Antes de ter uma carreira na música estudava jornalismo. E não tinha vocação. Quando uma pessoa se dedica ao jornalismo, a informar as pessoas, a incentivar o pensamento livre, tem de ter uma vocação. E, de facto, é um prazer quando se vê uma publicação que estimula esse tipo de investigação. É raro. Em relação à cultura, e em especial nestes tempos, tem havido uma gigante negligência do Estado em relação às necessidades particulares dos artistas e dos técnicos.
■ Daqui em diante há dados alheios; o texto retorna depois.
PR #10765, opened 2022-06-25
Added Darkest Hour

RogerCooper:

PR #10781, opened 2022-06-26
Disconnect github action to update maps on website

DanVanAtta:
We have some configuration to automatically split the 'triplea_maps.yaml'
file (which indexes avaialable maps) and publishes these map descriptions
to the TripleA website.

This has a few problems:
1. We are quickly moving away from 'triplea_maps.yaml' and will need
a different mechanism if we wish to continue updating maps on website.

2. The website receives exceedingly low traffic, it's likely nobody
has even looked at the maps listing on the website for a few weeks.
The value to complexity ratio is seemingly unfavorable for even building
a replacement, which is all more argument for removing the current legacy
implementation.


RoiEXLab:
@DanVanAtta Honestly no strong feelings about this change, even though I created the script a long time ago, but I'd vote to keep the action there until we have officially moved away from the yaml file. The yaml file is still updated semi-regularly so I think this is nice to keep the descriptions on the website up-to-date until then.

RoiEXLab:
Also I think keeping it just a little longer doesn't hurt. I don't think this particular "feature" had some real maintenance cost in the past few years, right?

DanVanAtta:
> but I'd vote to keep the action there until we have officially moved away from the yaml file

We basically are there. I don't think there will be that many more maps updates that we would miss. Further though,  there is a question what to do on the website side. The traffic is pretty anemic, it's not clear we are getting value from the maps listing page.

All in all, it's all the more reason to go ahead and drop this legacy mechanism.

RoiEXLab:
> We basically are there.

If you say so, I didn't keep track of the progress so far.

> I don't think there will be that many more maps updates that we would miss.

I think we can wait for #10765 to get merged before :D

> Further though, there is a question what to do on the website side. The traffic is pretty anemic, it's not clear we are getting value from the maps listing page.

That's a separate concern in my opinion. The website is supposed to be a show reel for the game right? I don't think we need a whole lot of traffic to justify its existence, but I see your point that the maps are just a minor contribution at best to this.

DanVanAtta:
> That's a separate concern in my opinion. The website is supposed to be a show reel for the game right? I don't think we need a whole lot of traffic to justify its existence, but I see your point that the maps are just a minor contribution at best to this.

É sempre um bocado 'eles safam-se'. E obviamente que já quando as coisas estavam normais, os artistas e os jornalistas culturais tinham uma relação muito próxima. É uma relação de co-dependência que tem de ser baseada na paixão dos jornalistas pela arte e dos artistas por essa relação de cumplicidade que têm com o público. Conclusão: acho que os jornalistas, alguns!, têm feito um trabalho extraordinário a acompanhar os artistas nesta luta que tem sido tentar ter alguma dignidade e alguma capacidade de sobreviver.
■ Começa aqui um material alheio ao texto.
PR #11831, opened 2023-07-29
Fix validation of move/attack stacking limits from player attachment.

asvitkine:
Fixes issue in my last PR where these were not being applied due to incorrect filtering of the unit list.


asvitkine:
@TheDog-GH
This should fix the issue you discovered. Thanks for testing!

TheDog-GH:
Yes it does, Air, Sea & Land units are being limited as intended.

PR #11853, opened 2023-08-04
Adding "haveResources" and "checkAIPlayer" conditions

WCSumpton:

This change allows map creators to check if a player is AI controlled. "checkAIPlayer" uses isAI() method which is already part of rulesAttachment.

Apesar da pandemia, 2020 acabou por ser um ano feliz para o Filipe, com a publicação e o sucesso todo que teve o livro "Balada para Sophie"...
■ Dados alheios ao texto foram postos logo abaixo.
PR #11857, opened 2023-08-05
Adding "checkAIPlayer" and "haveResources"

WCSumpton:

Adding "checkAIPlayer" and "haveResources" to RulesAttachment.

checkAIPlayer allows map makers to query isAI() about player.

haveResources allow map makers to query resources.

### DIFF
--- a/game-app/game-core/src/main/java/games/strategy/triplea/ai/pro/util/ProOddsCalculator.java
+++ b/game-app/game-core/src/main/java/games/strategy/triplea/ai/pro/util/ProOddsCalculator.java
@@ -14,7 +14,6 @@ import games.strategy.triplea.delegate.TerritoryEffectHelper;
 import games.strategy.triplea.odds.calculator.AggregateResults;
 import games.strategy.triplea.odds.calculator.IBattleCalculator;
 import games.strategy.triplea.util.TuvUtils;
-import java.util.ArrayList;
 import java.util.Collection;
 import java.util.List;
 import org.triplea.java.collections.CollectionUtils;
@@ -253,7 +252,7 @@ public class ProOddsCalculator {
             t,
             attackingUnits,
             defendingUnits,
-            new ArrayList<>(bombardingUnits),
+            bombardingUnits,
             TerritoryEffectHelper.getEffects(t),
             retreatWhenOnlyAirLeft,
             runCount);
--- a/game-app/game-core/src/main/java/games/strategy/triplea/odds/calculator/BattleCalculator.java
+++ b/game-app/game-core/src/main/java/games/strategy/triplea/odds/calculator/BattleCalculator.java
@@ -14,6 +14,8 @@ import games.strategy.triplea.delegate.battle.BattleResults;
 import games.strategy.triplea.delegate.battle.BattleTracker;
 import games.strategy.triplea.delegate.battle.MustFightBattle;
 import games.strategy.triplea.util.TuvCostsCalculator;
+import java.io.Serializable;
+import java.util.ArrayList;
 import java.util.Collection;
 import java.util.HashSet;
 import java.util.List;
@@ -68,13 +70,13 @@ class BattleCalculator implements IBattleCalculator {
               : gameData.getPlayerList().getPlayerId(defender.getName());
       final Territory location2 = gameData.getMap().getTerritory(location.getName());
       final Collection<Unit> attackingUnits =
-          GameDataUtils.translateIntoOtherGameData(attacking, gameData);
+          translateCollectionIntoOtherGameData(attacking, gameData);
       final Collection<Unit> defendingUnits =
-          GameDataUtils.translateIntoOtherGameData(defending, gameData);
+          translateCollectionIntoOtherGameData(defending, gameData);
       final Collection<Unit> bombardingUnits =
-          GameDataUtils.translateIntoOtherGameData(bombarding, gameData);
+          translateCollectionIntoOtherGameData(bombarding, gameData);
       final Collection<TerritoryEffect> territoryEffects2 =
-          GameDataUtils.translateIntoOtherGameData(territoryEffects, gameData);
+          translateCollectionIntoOtherGameData(territoryEffects, gameData);
       gameData.performChange(ChangeFactory.removeUnits(location2, location2.getUnits()));
       gameData.performChange(
           ChangeFactory.addUnits(location2, mergeUnitCollections(attackingUnits, defendingUnits)));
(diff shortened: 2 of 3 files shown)


asvitkine:
Could you also add some unit tests?

WCSumpton:
> Could you also add some unit tests?

Now there you got me. Sorry please inform how to preform "unit test". I have tested both conditions and work as expected.

Cheers...

game-app/game-core/src/main/java/games/strategy/triplea/attachments/RulesAttachment.java
```diff
@@ -1001,6 +1072,14 @@ private boolean matchTerritories(
     return numberMet >= getTerritoryCount();
   }
 
+  private boolean checkCheckAIPlayer(final List<GamePlayer> players) {
+    boolean bcheck = true;
+    for (GamePlayer player : players) {
+      bcheck = false ? false : player.isAi();
```
asvitkine, line 1078: This doesn't look right. The "false ? false" part does nothing, so the code is the same as:

```bcheck = player.isAi();```

So that means it will only check the last player in the list.
I assume you want to it either check that it's true for all the players or for at least one. Do you know if there's a precedent for such conditions for which one it should be doing?

File: game-app/game-core/src/main/java/games/strategy/triplea/attachments/RulesAttachment.java [hunk 2]
```diff
@@ -1031,6 +1110,20 @@ private boolean checkTechs(final GamePlayer player, final TechnologyFrontier tec
     return found >= techCount;
   }
 
+  private boolean checkHaveResources(final List<GamePlayer> players) {
+    final boolean toSum =
+        haveResources[1].equalsIgnoreCase("sum") || haveResources[1].equalsIgnoreCase("add");
```
asvitkine, line 1115: This logic looks like it treat `sum` and `add` the same. Is that intentional?
If so, why? Is it for consistency with something else?

game-app/game-core/src/main/java/games/strategy/triplea/attachments/RulesAttachment.java
```diff
@@ -1057,6 +1150,12 @@ public MutableProperty<?> getPropertyOrNull(String propertyName) {
             this::setRelationship,
             this::getRelationship,
             this::resetRelationship);
+      case "checkAIPlayer":
```
asvitkine, line 1153: Why not a simpler name like "isAIPlayer"/

asvitkine:
> > Could you also add some unit tests?
> 
> Now there you got me. Sorry please inform how to preform "unit test". I have tested both conditions and work as expected.
> 
> Cheers...

Unit tests are test cases in code that verify the behavior.
For example, you have a bunch of logic to parse the haveResource property in setHaveResources(). The unit tests would call that function with different values and check if the values are correctly checked or not by the code.

Looks like we don't have a `RulesAttachmentTest.java` file already, but you can check `UnitAttachmentTest.java` for an example. In that file, a test case like `setWhenCapturedChangesIntoWithInvalidLength` is checking that property for some invalid strings.

So I suggest adding a RulesAttachmentTest.java file (next to UnitAttachmentTest.java) that can test the above. If you're using IntelliJ, it will have a green triangle in the UI next to the line of code of a given test to run that test.

game-app/game-core/src/main/java/games/strategy/triplea/attachments/RulesAttachment.java
WCSumpton: The pass-through value is "false". In this case if the map maker wishes to use the "players" option, to check if a 'team', "Americans" and "British" were both AI controlled. If one 'team' member is not, then the "false" value must be maintained. Thus if bcheck is false, it must stay false. 
~~~
<option name="checkAIPlayer" value="false"/>
~~~
Also does nothing.

Hope this explains the logic.

Cheers...

asvitkine: This code isn't checking for the value "false" though.

You're not doing something like `someValue.equals("false")`.

```
bcheck = false ? false : player.isAi();
```
Is the same as:
```
if (false) {
  bcheck = false;
} else {
  bcheck = player.isAi();
}
```

And the above is the same as:
```
bcheck = player.isAi();
```

asvitkine: > to check if a 'team', "Americans" and "British" were both AI controlled

So that sounds like you want to check that *both* players are AI controlled.
Please document that with a comment.

I think your code was supposed to do:
```bcheck = (bcheck == false) ? false : player.isAi();```

Which btw is the same as this shorter version:

```bcheck = bcheck && player.isAi();```

asvitkine (changes requested):

game-app/game-core/src/main/java/games/strategy/triplea/attachments/RulesAttachment.java
WCSumpton: Yes add and sum mean the same thing. Yes, it is intentional. They can be used interchangeably without forcing the map makers to chose.

Cheers...

game-app/game-core/src/main/java/games/strategy/triplea/attachments/RulesAttachment.java
WCSumpton: It could be changed to "isAIPlayer", but that implies that with a value of "false" could be used to check for **not** an AI player. I use "checkAIPlayer" to infer that a value of "false" means not to check, and is the pass-through value.

Cheers...

game-app/game-core/src/main/java/games/strategy/triplea/attachments/RulesAttachment.java
WCSumpton: You are right!  The line should be changed. Would I need to remove this merge and submit a new one to do this correction.

WCSumpton: Line changed to read 
`bcheck = !bcheck ? false : player.isAi()`
because if both bcheck and player.isAi() are false then 
`bcheck = bcheck && player.isAi()` would equal true which is not what is wanted.

asvitkine: If bcheck and player.isAi() are false, then the result will be false.

(false && false) == false

WCSumpton: Really? I always thought false and false equals true. But we are saying "and" here and not equals, so that may be what is confusing to me.

Am creating testing for RulesAttachment. 

Cheers...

Foi um ano muito confuso. Tenho impressão que uma coisa que afetou toda a gente foi é um bocadinho a falta de objetivos ou falta de desígnio ou de rumo, que era uma coisa que nunca foi um problema para mim e, agora, é um bocado. Qualquer coisa de boa que uma pessoa tenha agora, agarra-a. Essencialmente tenho tentado pensar um dia de cada vez. É isso. Sobre o livro: quando uma pessoa lança qualquer coisa, há obviamente uma grande alegria, mas, ao mesmo tempo, há assim aquela coisa de 'já está e agora o que é que vou fazer?'; não sei o que é que vou fazer agora. Quando se está tanto tempo a trabalhar numa coisa coisa e, de repente, essa coisa já não dá para mudar, já não dá para fazer nada... Isto para dizer que: em boa verdade, dedico-me a várias coisas. Tenho a música como atividade principal, mas depois tenho uma paixão enorme pelo cinema e pela banda-desenhada. Calhou muito bem ter lançado o livro nesta altura [de pandemia], porque na música não há concertos, no cinema a grande maioria das rodagens que conheço foram adiadas, canceladas ou as pessoas têm que fazer testes dia sim, dia não. Na banda-desenhada tenho a enorme vantagem de os bonecos não terem de fazer testes à covid-19, portanto estão sempre disponíveis, posso juntar "multidões", é facílimo. E depois, também, há aquela grande vantagem que é: as pessoas podem ler nas suas casas, não têm que se deslocar ao cinema ou ao teatro. Portanto, a banda-desenhada é o mais seguro de todos os trabalhos em que me envolvo. Foi uma grande felicidade lançar o livro este ano.

Que projetos tem para 2021, acreditando que haverá uma melhoria? Voltar ao cinema e às curtas-metragens, por exemplo?
Ora bem, o meu plano para 2021 é... fazer exatamente aquilo que tenho feito ao longo dos anos que é música, cinema e banda-desenhada. [Risos] Ainda não sei o que raio vai acontecer, mas alguma coisa há-de acontecer. E se não surgir a oportunidade, eu vou criá-la.